- [What the exercise asks]: Every line with "naming" in it must be copied from the data.

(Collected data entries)
──────
PR #963, opened 2022-02-25
Enable ELSI with GPU support, add cmake flag WITH_MAGMA

aradi:
Allows building DFTB+ with an ELSI library compiled with GPU support.

*Note:* This PR does not use the GPU-capabilities of the ELSI library yet, it only provides the framework to build against a GPU-aware ELSI library.


awvwgk (approved):

bhourahine (approved):
RTG

PR #973, opened 2022-03-06
Dipole and E fields for blocked cases

bhourahine:
Calculate dipoles for periodic cases and when there is a net charge. The absolute value is undefined, but changes can be used, for example to evaluate Born charges or piezoelectric tensors as a derivative of forces/stress with respect to field or dipole with distortions.

Likewise, allow electric fields for periodic systems, even if interactions cross the saw-tooth discontinuity.

### DIFF
--- a/CHANGELOG.rst
+++ b/CHANGELOG.rst
@@ -18,6 +18,12 @@ Added
 Changed
 -------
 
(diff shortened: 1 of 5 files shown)


awvwgk (approved):
Thanks for sharing. Looks good to me.

PR #974, opened 2022-03-06
Born finite diff2

bhourahine:
Builds on top of #973 to extend the determinant loop (around SCC loop) for other purposes. In this PR, finite derivatives with respect to E field. Future PRs on top of this can then evaluate S_n Delta-DFTB, REKS determinants, constrained ground states, CI-DFTB, MPI parallelism over determinants.

- [x] DT methods for loop iterations and loop bail-out in the determinant loop
- [ ] Restructure class for other cases than S_0,S_1,T_1 Delta-DFTB determinant loops
  - [ ] Finite difference choices, plus H additions in each case
  - [ ] Collection of other properties
- [ ] Input
- [ ] Regression tests


awvwgk:
Any update on this? We have an application where we want to calculate IR spectra for solids with xTB, but need the dipole derivatives from DFTB+ for this.

bhourahine:
@awvwgk still working on this, a few more days to put it back together. To check, you want the Born charges (i.e. the mixed 2nd derivative of energy wrt to atomic positions and external electric fields, so either 1st derivative of forces wrt electric field or equivalently dipole wrt to atom positions), or something else?

awvwgk:
Actually, I'm looking for the derivative of the dipole moment w.r.t. the cartesian displacement to get the IR intensities, best calculated together with the Hessian. The Born charges would provide this information and allow reconstructing the IR intensities, unless I'm completely mistaken.

bhourahine:
The derivative of forces wrt to applied electric field is equivalent, and more efficiently calculated for systems containing > 3 atoms. Both give the Born charges.

PR #990, opened 2022-03-21
Use MPI shared memory in updateNeighbourList

terminationshock:
This feature uses MPI shared memory to reduce the memory footprint of the arrays `neigh%iNeighbour` and `neigh%neighDist2`, because now only one copy is kept per node. Furthermore, also the computation itself is accelerated by distributing the workload across all MPI ranks of the node.

Unit tests have been added where useful. The existing test suite of DFTB+ automatically test also this feature.


src/dftbp/dftb/periodic.F90
```diff
@@ -460,16 +481,37 @@ subroutine updateNeighbourList(coord, img2CentCell, iCellVec, neigh, nAllAtom, c
...
+          & startAtom, endAtom, parallelSetupError)
+#:else
+      parallelSetupError = .true.
+#:endif
+      if (parallelSetupError) then
+        parallel = .false.
+      end if
+    end if
+
+    if (.not. parallel) then
```
bhourahine, line 501: Is there a way to unify with  the existing MPI [distribution routine](https://github.com/dftbplus/dftbplus/blob/199d8cf7ea1aba266b10b0d12607bd37e592cc34/src/dftbp/common/schedule.F90#L39)  for similar loops?

src/dftbp/dftb/periodic.F90
```diff
@@ -430,15 +452,15 @@ subroutine updateNeighbourList(coord, img2CentCell, iCellVec, neigh, nAllAtom, c
 
     real(dp) :: dist2
     real(dp) :: rCell(3), rr(3)
-    integer :: ii, iAtom1, oldIAtom1, iAtom2
+    integer :: ii, iAtom1, oldIAtom1, iAtom2, startAtom, endAtom
     integer :: nn1, iAtom2End
-    logical :: symm
-    integer, allocatable :: indx(:)
+    logical :: symm, parallel, parallelSetupError
```
bhourahine, line 457: Could you switch to the more recent variable convention in use elsewhere in the code (and yes, symm doesn't use this unfortunately) of isParallel and isParallelSetupError ?

src/dftbp/dftb/periodic.F90
```diff
@@ -460,16 +481,37 @@ subroutine updateNeighbourList(coord, img2CentCell, iCellVec, neigh, nAllAtom, c
...
+#:if WITH_MPI
+    parallel = present(env)
+#:endif
+
+    if (parallel) then
+#:if WITH_MPI
+      call distributeAtoms(env%mpi%nodeComm%rank, env%mpi%nodeComm%size, nAtom, &
+          & startAtom, endAtom, parallelSetupError)
+#:else
+      parallelSetupError = .true.
```
bhourahine, line 494: Any reason not to just set
```suggestion
      parallel = .false.
```
as lines 496 - 498 are effectively just doing this?

terminationshock: You are right. I just simplified the logic.

src/dftbp/dftb/periodic.F90
terminationshock: Thanks for pointing this out. I will have a look into this. Could well be that those routines already do what I need here.

aradi (commented):
Thanks a lot, this is a very appreciated PR! See my comments, maybe we can discuss about this shortly today.

Please, also adhere to the maximal line length convention (of currently 100 chars). :wink:

src/dftbp/dftb/periodic.F90
```diff
@@ -460,16 +481,37 @@ subroutine updateNeighbourList(coord, img2CentCell, iCellVec, neigh, nAllAtom, c
...
+#:endif
+      if (parallelSetupError) then
+        parallel = .false.
+      end if
```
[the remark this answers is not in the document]
terminationshock: I simplified the logic in a different way based on Ben's comment. Should be much better readable now.

src/dftbp/dftb/periodic.F90
```diff
@@ -525,55 +567,166 @@ subroutine updateNeighbourList(coord, img2CentCell, iCellVec, neigh, nAllAtom, c
...
+    end if
+
+    do ii = 1, nAtom
+      neigh%iNeighbour(0, ii) = ii
+      neigh%neighDist2(0, ii) = 0.0_dp
+    end do
+
+  end subroutine fillNeighbourArrays
+
+
```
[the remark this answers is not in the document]
terminationshock: Yes, with the suggested changes, it is definitely possible.

src/dftbp/dftb/periodic.F90
```diff
@@ -1233,4 +1396,44 @@ subroutine cyl2cart_array(x,r)
...
+    integer, intent(out) :: startAtom, endAtom
+
+    !> Whether an error occurred during domain decomposition
+    logical, intent(out) :: error
+
+    integer :: i
+    real(dp) :: chunkSize
+
+    chunkSize = real(nAtom, dp) / real(mpiSize, dp)
+    if (chunkSize .lt. 1.0_dp) then
```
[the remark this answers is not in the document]
terminationshock: This code has now be replaced by calling `getChunkRanges`.

terminationshock:
@aradi @bhourahine I have implemented all your suggestions. FYI if you have further comments: I will be away next week.

terminationshock:
I would also like to do some more tests with the updated changes before you merge this branch.

terminationshock:
@aradi @bhourahine I have finished my tests: The latest commit was necessary, because the finalizer for the neighbour list did not work as expected. It was called rather early in the run and not at the end. That is why I now call it explicitly where it is needed.

bhourahine (approved):
Ready to merge

bhourahine:
@terminationshock Could you squash to a single commit?

terminationshock:
@bhourahine Squashed to a single commit :heavy_check_mark:

PR #991, opened 2022-03-23
Support for global Hybrids and CAM functionals

vanderhe:
Accounts for recently introduced features in SkProgs (cf. corresponding [PR](https://github.com/dftbplus/skprogs/pull/30)). For now only basic functionality is provided (single-point, analytic forces, probably MD, ...).

Done/remaining tasks:
- [x] extend range-separated type by more general CAM functionals (alpha, beta, omega)
- [x] global hybrids (parse SK extra tag, only full-range Hartree-Fock evaluation)
- [x] check analytical forces against finite differences (global hybrids|CAM)
- [ ] documentation
- [ ] regression tests

Later PR's would have to address:
- periodic boundary conditions (+ eventually k-points)
- (real-time) TD-CAM-DFTB
- xTB
- ...

### DIFF
--- a/src/dftbp/dftbplus/inputdata.F90
+++ b/src/dftbp/dftbplus/inputdata.F90
@@ -114,7 +114,13 @@ module dftbp_dftbplus_inputdata
     !> CAM beta parameter
     real(dp) :: camBeta
 
-    !> True, if a CAM-functional is requested, otherwise LC is assumed
+    !> True, for global hybrids
+    logical :: tHyb
+
+    !> True, for long-range corrected functionals
+    logical :: tLc
+
+    !> True, for general CAM range-separation
     logical :: tCam
 
     !> Choice of range separation method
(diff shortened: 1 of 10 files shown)


src/dftbp/dftbplus/inputdata.F90
```diff
@@ -108,6 +108,21 @@ module dftbp_dftbplus_inputdata
...
+    real(dp) :: camBeta
+
+    !> True, for global hybrids
+    logical :: tHyb
+
+    !> True, for long-range corrected functionals
+    logical :: tLc
+
+    !> True, for general CAM range-separation
+    logical :: tCam
```
awvwgk, line 124: Can we make this an enumerator? Three independent logicals are hard to track, instead we could just use an enumerator (maybe `exchange_kernel`) with the values `none`, `hybrid`, `longRange`, and `cam` (or similar).

PR #995, opened 2022-04-02
Update tblite interface to support spin channels

awvwgk:
Updates to new API of tblite 0.2.0 (still unreleased), but doesn't actually handle spin on the tblite side and initializes only one spin channel.


bhourahine (approved):
LGTM.
Potentially might be a good idea to have a spin-polarised regression case in future PR.

PR #1000, opened 2022-04-06
Enable xTB for Poisson solver and transport calculations

awvwgk:
- [x] export Hubbard parameters from tblite container
- [x] allow removing isotropic electrostatic from container
- [ ] enable Poisson solver with xTB
- [ ] enable NEGF calculations with xTB
- [ ] regression tests
- [ ] documentation
- [ ] changelog

cc @pecchia


bhourahine:
@awvwgk could you rebase on main to pick up the Poisson changes from #1003 ? Then we can find out if transition metals work.

PR #1002, opened 2022-04-09
Read GF electronic temperature correctly

bhourahine:
Also block reading of AdaptTemperature for thermostats with REKS

Two tests re-computed as effected by corrected temperature read


awvwgk (approved):

pecchia:
I think the fix is ok.

PR #1003, opened 2022-04-16
Arbitrary shell ordering in Poisson solver

bhourahine:
Also avoid making contact dir if no contacts present


bhourahine:
@awvwgk probably fixes the issue for transition metals xTB basis. No idea about non-minimal basis though.

awvwgk (approved):
Thanks.

PR #1004, opened 2022-04-17
MPI parallel range separation

bhourahine:
- [x] GEMM for density matrix build to produce both triangles
- [x] Dense distributed Mulliken (may need adjustment for iKS loops)
- [ ] Start of mixer changes (simple is possibly already working)
- [x] Distributed q0 subtraction
- [x] GEMM based algorithm -> pGEMM
- [ ] Test cases


vanderhe:
Hi Ben, I just stumbled across this PR. Can you already foresee if the way of MPI parallelization as you want to implement it here also works for the [gamma-point case](https://github.com/vanderhe/dftbplus/blob/05bd4f92e4a441ef9bc2895a33687ce69aaea7a8/src/dftbp/dftb/rangeseparated.F90#L1638-L1959)? I'm somehow in need for a performance bump there :). In the k-point case we have additional challenges, e.g. all \Delta H(\vec{k}) depend on all other k-points, so the (full) dual-space square \Delta P (\vec{k}) must probably be present.

PR #166, opened 2014-12-29
Ignore "error" from a commit with changes.

rhattersley:
Running `git show --quiet ...` on a commit that includes changes (i.e. not a merge commit) gives an exit code of 1. This makes asv think there has been error when in reality everything is fine.

The same applies to `git log ...` as used to determine a range of commits.

Perhaps it would be worth making a more specific change so that only 1 is ignored? E.g. a 128 exit code from not being in a git repo still counts as an error.

### DIFF
--- a/asv/benchmarks.py
+++ b/asv/benchmarks.py
@@ -86,7 +86,7 @@ def run_benchmark(benchmark, root, env, show_stderr=False, quick=False,
                  profile_path],
                 dots=False, timeout=benchmark['timeout'],
                 display_error=False, return_stderr=True,
-                error=False)
+                valid_return_codes=None)
             if errcode:
                 log.add(" failed".format(name))
             else:
--- a/asv/plugins/conda.py
+++ b/asv/plugins/conda.py
@@ -145,7 +145,8 @@ class Conda(environment.Environment):
 
     def uninstall(self, package):
         log.info("Uninstalling {0} from {1}".format(package, self.name))
-        self._run_executable('pip', ['uninstall', '-y', package], error=False)
+        self._run_executable('pip', ['uninstall', '-y', package],
+                             valid_return_codes=None)
 
     def run(self, args, **kwargs):
         log.debug("Running '{0}' in {1}".format(' '.join(args), self.name))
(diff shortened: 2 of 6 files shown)


mdboom:
Can you elaborate on this?  It seems I get an exit code of 0 for both merge and non-merge commits.  I get an exit code of 128 for non-existing commits.

rhattersley:
Perhaps it's my version of git. Using 5457d40edbfc3c62c12ea4f889a65eaf8d4a4198 and 26edc834d6b3dbae8c81292084c58a5e5f60cbf8 from this repo ...
```
$ git --version
git version 1.7.1

$ git show --quiet 5457d40edbfc3c62c12ea4f889a65eaf8d4a4198
commit 5457d40edbfc3c62c12ea4f889a65eaf8d4a4198
Merge: 26edc83 ded5803
Author: Michael Droettboom <mdboom@gmail.com>
Date:   Mon Dec 22 11:11:10 2014 -0500

    Merge pull request #162 from mdboom/fix-check-output-display
    
    Output of args in check_output

$ echo $?
0
$ git show --quiet 26edc834d6b3dbae8c81292084c58a5e5f60cbf8
commit 26edc834d6b3dbae8c81292084c58a5e5f60cbf8
Author: Michael Droettboom <mdboom@gmail.com>
Date:   Fri Dec 19 14:34:57 2014 -0500

    Fix #155: Typo

$ > echo $?
1
```

mdboom:
I've got git 2.1.0, which always returns `0` for the above, so that explains the difference.

I'm not crazy about just ignoring all error codes here.  Would you mind trying #173 to see if it fixes your original issue?

rhattersley:
> I'm not crazy about just ignoring all error codes here

Indeed! :expressionless:

> Would you mind trying #173 to see if it fixes your original issue?

Sure ... I'll give it a go and report back tomorrow.

rhattersley:
I've pushed a new commit which lets you pick specific return codes to ignore.

mdboom:
This looks good.  Thanks!

PR #167, opened 2014-12-29
Strip newline from version

rhattersley:
Without this I'm getting a trailing `\n` on the version which seems to confuse the web interface.


mdboom:
Thanks!

PR #174, opened 2015-01-06
Install dependencies in one go.

rhattersley:
This PR avoids the "version bouncing" of secondary dependencies than can occur when upgrading conda packages one-by-one. It also makes it faster. Win - win! :smile:

For example, assume a project has two dependencies: "numpy" at version 1.7, and "wibble", where "wibble" has only been built against numpy 1.8. First, asv installs numpy 1.7. Then it installs wibble, which drags numpy up to 1.8.

### DIFF
--- a/asv/plugins/conda.py
+++ b/asv/plugins/conda.py
@@ -143,12 +143,6 @@ class Conda(environment.Environment):
         args.append(package)
         self._run_executable('pip', args)
 
-    def upgrade(self, package):
-        log.info("Upgrading {0} in {1}".format(package, self.name))
-        self._run_executable(
-            'conda',
-            ['install', '-p', self._path, '--yes', package])
-
     def uninstall(self, package):
         log.info("Uninstalling {0} from {1}".format(package, self.name))
         self._run_executable('pip', ['uninstall', '-y', package],
--- a/asv/plugins/conda.py
+++ b/asv/plugins/conda.py
@@ -116,11 +116,16 @@ class Conda(environment.Environment):
 
         self.setup()
 
+        # Install all the dependencies with a single conda command.
+        # This ensures we get the versions requested, or an error
+        # otherwise. It's also quicker than doing it one by one.
+        args = ['install', '-p', self._path, '--yes']
         for key, val in six.iteritems(self._requirements):
             if val is not None:
-                self.upgrade("{0}={1}".format(key, val))
+                args.append("{0}={1}".format(key, val))
             else:
-                self.upgrade(key)
+                args.append(key)
+        self._run_executable('conda', args)
 
         self._requirements_installed = True
 
--- a/asv/plugins/conda.py
+++ b/asv/plugins/conda.py
@@ -116,16 +116,17 @@ class Conda(environment.Environment):
 
         self.setup()
 
-        # Install all the dependencies with a single conda command.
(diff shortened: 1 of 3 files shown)


asv/plugins/conda.py
```diff
@@ -116,11 +116,16 @@ def install_requirements(self):
 
         self.setup()
 
+        # Install all the dependencies with a single conda command.
+        # This ensures we get the versions requested, or an error
+        # otherwise. It's also quicker than doing it one by one.
+        args = ['install', '-p', self._path, '--yes']
         for key, val in six.iteritems(self._requirements):
             if val is not None:
-                self.upgrade("{0}={1}".format(key, val))
```
rhattersley: This seems to render the `upgrade` method unused. Since it's not used outside the class (and the same applies for the virtualenv variant) perhaps it should be removed from the abstract `Environment` class too? `Virtualenv.upgrade` could be made a private method.

I have a branch on stand-by with this simplification if you're interested.

mdboom:
This is great.  I think the same simplification can be applied to `virtualenv` as well.  And I agree that then the `upgrade` method can be removed all places (including the base class).  `asv` is still green enough I'm not guaranteeing API stability, so I'm happy to keep things trimmed.

One small issue that Travis-CI discovered -- if `len(self._requirements) == 0`, we should just avoid calling `conda` altogether.

rhattersley:
I've pushed a couple of new commits which fix the zero-dependencies bug and perform the `upgrade()` simplification.

asv/plugins/virtualenv.py
```diff
@@ -124,13 +124,13 @@ def install_requirements(self):
...
-        self.upgrade('setuptools==3.8')
+        self._upgrade('setuptools==3.8')
 
         for key, val in six.iteritems(self._requirements):
             if val is not None:
-                self.upgrade("{0}=={1}".format(key, val))
+                self._upgrade("{0}=={1}".format(key, val))
             else:
-                self.upgrade(key)
+                self._upgrade(key)
```
mdboom: I think we can do the same thing for `virtualenv` that was done for `conda`, i.e. pass all dependencies in one go.  Then we'll have fixed the original bug in both places.

rhattersley: OK. I'll make the necessary tweaks...

rhattersley: Any idea if it's safe to combine "setuptools==3.8" with the other requirements?

asv/plugins/virtualenv.py
```diff
@@ -124,13 +124,17 @@ def install_requirements(self):
...
 
-        self.upgrade('setuptools==3.8')
-
-        for key, val in six.iteritems(self._requirements):
-            if val is not None:
-                self.upgrade("{0}=={1}".format(key, val))
-            else:
-                self.upgrade(key)
+        self._run_executable('pip', ['install', '--upgrade',
+                                     'setuptools==3.8'])
```
rhattersley: I've left this as a seperate operation for now.

mdboom: Yeah -- I think that's probably best.  `setuptools` can end up changing the behavior of `pip` itself, so it probably does make sense to upgrade that first, then move along with the project-specific stuff.

mdboom:
Thanks for this!  Merging.

Issue #169, opened 2014-12-29
Long conda environment name


rhattersley:
I'm trying to benchmark a project which has [several](https://github.com/SciTools/iris/blob/333a5fc8c31746412f684a2137f5cbe8e2685a49/conda-requirements.txt) dependencies. If I want asv to create a conda environment it seems I have to list the dependencies in the `matrix` entry of `asv.conf.json`. Unfortunately, *all* the entries in this matrix end up in the conda environment name. This makes the environment name too long for conda's automatic prefix re-writing(*).

How about only the multi-valued dependencies are used in the environment name instead?

*) For example:
```
> conda create -n this-is-way-too-long-for-the-automatic-prefix-stuff-to-cope-and-causes-an-exiciting-error-to-be-thrown udunits=2.*
Fetching package metadata: ...
Solving package specifications: .
Package plan for installation in environment /data/local/ithr/miniconda/envs/this-is-way-too-long-for-the-automatic-prefix-stuff-to-cope-and-causes-an-exiciting-error-to-be-thrown:

The following NEW packages will be INSTALLED:

    udunits: 2.2.17-4 scitools

Proceed ([y]/n)? 

Linking packages ...
Error: ERROR: placeholder '/home/travis/miniconda/envs/_build_placehold_placehold_placehold_placehold_place' too short in: udunits-2.2.17-4

```

mdboom:
Thanks for the report.  Indeed, that is a problem, which I can confirm.  Will have to play with the best solution -- naming each environment after a particular instance of the dependency matrix is helpful if that matrix is later expanded and you don't want to throw out existing results.  But it may be that that doesn't matter for the environments themselves, only the results.

pv:
Fixed in gh-181

PR #176, opened 2015-01-07
Only include pinned versions in environment name.

rhattersley:
re: #169.

For a dependency matrix such as...
```
"matrix": {
    "a": [],
    "b": ["5"],
    "c": ["2.24", "2.26"]
}
```
... this PR changes the resulting environment names from:
 - py2.7-a-b5-c2.24
 - py2.7-a-b5-c2.26

to:
 - py2.7-b5-c2.24
 - py2.7-b5-c2.26

NB.
 - As mentioned on #169, this affects both the name of the testing environment and the name of the result files.
 - This PR does *not* change the circumstances under which result file names will change (e.g. going from an unpinned version to a pinned version). The obvious exception to this is the initial transition from the current naming scheme to the scheme proposed in this PR.

### DIFF
--- a/asv/environment.py
+++ b/asv/environment.py
@@ -55,8 +55,6 @@ def get_env_name(python, requirements):
     for key, val in reqs:
         if val is not None:
             name.append(''.join([key, val]))
-        else:
-            name.append(key)
     return '-'.join(name)
 
 


mdboom:
Thanks for submitting this.

A couple of thoughts: This doesn't really solve the problem when there are a large number of explicitly-versioned dependencies.  Also, even though it's not supported at present since the existing dependency matrix stuff is very simplistic, it may be the case that the user wants to create environments both with and without a particular dependency (to benchmark a Python vs. Cython implementation of an algorithm, for example).  What if the environment directory were the MD5 hash of the list of dependencies?  Then we can limit the number of characters to something sane in all cases, even in terrible ones.  Sorry to share this brain dump only after you filed the PR -- I didn't have a chance to get back to this yesterday.

There's also the transition problem you mention.  For the environment directories it's not a big deal -- you just throw out the old environments and there's a rebuild time hit for the first time with the new method.  For the results though, the files would all have to be renamed.  Maybe we could do this name simplification --- whether as you've proposed here or with my hash proposal -- only on the environment name (where conda cares) and not on the result files.

rhattersley:
> This doesn't really solve the problem when there are a large number of explicitly-versioned dependencies.

True. But I don't have that problem. :wink: 

> it may be the case that the user wants to create environments both with and without a particular dependency

That certainly sounds plausible.

> What if the environment directory were the MD5 hash of the list of dependencies?

> Maybe we could do this name simplification --- whether as you've proposed here or with my hash proposal -- only on the environment name (where conda cares) and not on the result files.

:+1: If necessary there's always the option of writing out one or more files that describe the contents of the environment directory.

> Sorry to share this brain dump only after you filed the PR -- I didn't have a chance to get back to this yesterday.

Not a problem at all. I needed to make these changes anyway so I can keep making progress. :grinning:

mdboom:
Closed in favor of #181.

rhattersley:
:+1:

Issue #175, opened 2015-01-06
Incremental benchmarking


rhattersley:
Is there a way, or a plan for a way, to build up benchmarking results for a given machine across multiple invocations?

I'd like to be able to do something like the following and have the results combined.
```
$ asv run --bench my_slow_benchmark --quick
$ asv run --bench some_other_benchmark v3..v4
etc.
```
Currently the second invocation just throws away the results from the first. :unamused:

mdboom:
Yeah, this should probably be made to work.  The `--bench` argument wasn't very well thought through and is really only useful for testing that certain benchmarks are working or to get quick one-off results.  The result-saving code pretty much assumes that you're running all of the benchmarks in a single invocation.  This may not be too difficult -- it should just be a matter of loading and existing results and merging the results into it rather than writing a new file each time.

mdboom:
This is totally untested, but I think something like this should do the trick:

```diff
	Modified   asv/results.py
diff --git a/asv/results.py b/asv/results.py
index 93f140b..24af8ea 100644
--- a/asv/results.py
+++ b/asv/results.py
@@ -213,6 +213,10 @@ class Results(object):
         """
         path = os.path.join(result_dir, self._filename)
 
+        if os.path.exists(path):
+            old_results = self.load(path)
+            self.add_existing_results(old_results)
+
         util.write_json(path, {
             'results': self._results,
             'params': self._params,
@@ -248,6 +252,18 @@ class Results(object):
         obj._filename = os.path.join(*path.split(os.path.sep)[-2:])
         return obj
 
+    def add_existing_results(self, old):
+        """
+        Add any existing old results that aren't overridden by the
+        current results.
+        """
+        for key, val in six.iteritems(old.results):
+            if key not in self._results:
+                self._results[key] = val
+        for key, val in six.iteritems(old._profiles):
+            if key not in self._profiles:
+                self._profiles[key] = val
+
     def rm(self, result_dir):
         path = os.path.join(result_dir, self._filename)
         os.remove(path)
```

I may not have time to work this into a proper PR with a test, but maybe that helps show the way of what I'm thinking.

pv:
Seems to be covered by gh-188 and gh-211

PR #177, opened 2015-01-07
Incremental benchmarking

rhattersley:
Extends the patch supplied in #175 to ensure the `results/benchmarks.json` always contains *all* the benchmark definitions, instead of just the benchmarks selected in the last invocation.

(It also removes the apparently unused `regex` argument from `Benchmarks.load()`. This isn't necessary for the PR to work so I'm happy to drop that commit, but the existence of the `regex` argument did slow down the process of finding the right bit of code to modify.)

If this looks to be a sensible change them I'm happy to look at testing.

### DIFF
--- a/asv/benchmarks.py
+++ b/asv/benchmarks.py
@@ -261,8 +261,8 @@ class Benchmarks(dict):
         metadata about the discovered benchmarks, in the results dir.
         """
         path = self.get_benchmark_file_path(self._conf.results_dir)
-        util.write_json(path, self, self.api_version)
-        del self['version']
+        util.write_json(path, self._all_benchmarks, self.api_version)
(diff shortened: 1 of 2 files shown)


mdboom:
Thanks.  This looks good -- the removal of the `regex` thing initially threw me for a loop, but I think it makes sense as you've done it.

Travis tells us that this broke the `rm` command -- since now it removes things but then adds them on top of the existing file, rather than replacing it.  Perhaps the solution there is add an `update` method (which adds results to an existing file as `save` does in this PR) and maintain the old behavior of `save`, which is to replace.  And then update the appropriate uses of `save` to use `update` instead.

mdboom:
Closing in favor of #188.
──────
- [Response for this exercise]:
Thanks for the report.  Indeed, that is a problem, which I can confirm.  Will have to play with the best solution -- naming each environment after a particular instance of the dependency matrix is helpful if that matrix is later expanded and you don't want to throw out existing results.  But it may be that that doesn't matter for the environments themselves, only the results.
 - This PR does *not* change the circumstances under which result file names will change (e.g. going from an unpinned version to a pinned version). The obvious exception to this is the initial transition from the current naming scheme to the scheme proposed in this PR.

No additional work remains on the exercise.